As remarked earlier, when the average radius of the particles increases, the strength of the van der Waals attraction grows, which leads to larger deformations of adlayers of these particles in the contact area. The approach of attracting particles leads to an increase of the local field produced by the particles on each other. This results in an increase of the absorbed radiation energy and greater heating of particles, which ultimately reduces the photomodification threshold.

The subsequent increase of the average particle radius reduces the interparticle initial gap relative to the distance between the centers of particles (h₁₂/(R₁ + R₂)). During photomodification, particles approach each other until the contact of metal cores, that means that the interparticle distance reduces to the initial interparticle gap. Consequently, when the relative change of the interparticle distance is the smaller, the radii of the particles will be larger. It results in a decrease of the photomodification factor μ when the average radius of the particles grows.

Nanocomposite materials and nanocolloids containing disordered locally anisotropic aggregates of plasmonic nanoparticles exposed to pulsed laser radiation exhibit the photochromic effect, allowing such materials to register the radiation characteristics: the wavelength and polarization in a wide wavelength range (450–1200 nm for silver). If the radiation intensity does not exceed the acceptable magnitude, the material bleaches in the irradiated area at the laser wavelength within spectral bandwidth 70–100 nm. This bandwidth corresponds to the appearance of a dip in the extinction spectrum of the nanocomposite under the action of laser radiation. It makes it possible to record in the irradiated area (with a minimum size of the order of the light wavelength) the impact of radiation at several wavelengths and two orthogonal polarizations due to the photo-induced processes in the resonant domain of aggregates.

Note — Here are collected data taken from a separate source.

PR #5219, opened 2025-05-30
Disable bundle crank if vote account not set

ripatel-fd:


src/discof/poh/fd_poh_tile.c
```diff
@@ -2089,6 +2089,7 @@ privileged_init( fd_topo_t *      topo,
   const uchar * identity_key = fd_keyload_load( tile->poh.identity_key_path, /* pubkey only: */ 1 );
   fd_memcpy( ctx->identity_key.uc, identity_key, 32UL );
 
+  if( !tile->poh.bundle.vote_account_path[0] ) tile->poh.bundle.enabled = 0;
```
ptaffet-jump, line 2092: Can you mark it as `FD_UNLIKELY` just for clarity? Same with the one below

src/disco/pack/fd_pack_tile.c
```diff
@@ -992,6 +992,7 @@ static void
 privileged_init( fd_topo_t *      topo,
                  fd_topo_tile_t * tile ) {
   if( FD_LIKELY( !tile->pack.bundle.enabled ) ) return;
+  if( FD_UNLIKELY( !tile->pack.bundle.vote_account_path[0] ) ) return;
```
ptaffet-jump, line 995:
```suggestion
  if( FD_UNLIKELY( !tile->pack.bundle.vote_account_path[0] ) ) {
    FD_LOG_WARNING(( "disabling bundles because no vote account was specified" ));
    return;
  }
```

We have applied the optodynamic model to simulate the light-induced processes in the resonance domains of colloidal nanoparticle aggregates^[27] to a Ag nanoparticle dimer. This model allows one to study spectral photomodification of a resonant domain exposed to a pico- or nano-second laser pulse (τ_p = 20 ps) depending on the particle size, the degree of polydispersity, and the interparticle gaps. We have obtained generalized two-dimensional histograms of distribution of the photomodification factor vs. the particle size distribution and the average particle size for various thicknesses of the particle adlayer.

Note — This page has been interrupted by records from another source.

PR #5224, opened 2025-05-30
Send the stake state in the format the rest of the tiles are expecting

jumpsiegel:
fix poh initialization given the new tile

### DIFF
--- a/src/flamenco/runtime/fd_runtime.c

We have shown that the best spectral selectivity of a dip (with minimum bandwidth) can be achieved using radiation of picosecond pulsed laser for nanocolloids or composite materials containing aggregates of monodisperse spherical particles with a mean radius about 10 nm. In this case, the finite size effect and broadening of the particle absorption band are negligible,^[1] and at the same time the threshold intensity of laser radiation is low enough to prevent melting and deformation of particles.

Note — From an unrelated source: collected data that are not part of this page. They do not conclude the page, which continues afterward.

PR #5242, opened 2025-06-01
 quic: lazy evict from conn ID map 

ripatel-fd:
- **quic: test_quic_conformance in CI**
- **quic: lazy evict from conn ID map**

Let conn IDs for freed conns linger in the conn ID map.  Only
evict those dead conn IDs when a new conn is initialized.
If a packet arrives for those dead conn IDs, count it towards
the 'key not available' metric, instead of the 'no conn ID'
metric.

This allows the operator to better differentiate between packets
that address completely unknown conn IDs, vs packets that arrived
just after a conn timed out or closed.

### DIFF
--- a/src/waltz/quic/fd_quic.c
+++ b/src/waltz/quic/fd_quic.c
@@ -673,6 +673,7 @@ static inline void
 fd_quic_svc_schedule1( fd_quic_conn_t * conn ) {
   fd_quic_svc_schedule( fd_quic_get_state(conn->quic)->svc_timers, conn );
 }
+
 /* validates the free conn list doesn't cycle, point nowhere, leak, or point to live conn */
 static void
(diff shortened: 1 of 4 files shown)


src/waltz/quic/fd_quic.c
akhinvasara-jumptrading, line 1: Not necessarily part of this PR, but do we want to remove the duplicate check for !conn right before calling handle_v1_one_rtt. Not correctness issue, but may be cleaner?

ripatel-fd: Sure, where would you move it to?

ripatel-fd: I see now, nevermind

ripatel-fd: Fixed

Moderate polydispersity of nanocolloids (ΔR/⟨R⟩ < 0.2) reduces the intensity threshold and does not significantly impair the spectral selectivity of the photochromic effect. Gradual decrease of the photomodification factor takes place upon further increase of the degree of polydispersity. Increase of the average particle size and interparticle gaps raises the intensity threshold required for manifestation of the photochromic effect.

The obtained results can be used to predict the tendency in spectral- and polarization-selective light-induced changes in plasmonic spectra of multiparticle polydisperse colloidal aggregates in pulsed laser fields for any combination of two parameters: the average particle size and the degree of particle polydispersity.

Besides the photochromic effect, the obtained results can be used to predict the amplitude of the nonlinear optical response in Ag nanocolloids in nanosecond laser pulses because light induced shift of particles in resonant domains and change of their optical properties occur for 1–2 ns^[27,33] that is within the pulse duration.

The applied optodynamic model is suitable for the study of interaction of high intensity optical radiation with nanoparticle aggregates with an arbitrary degree of structural ordering.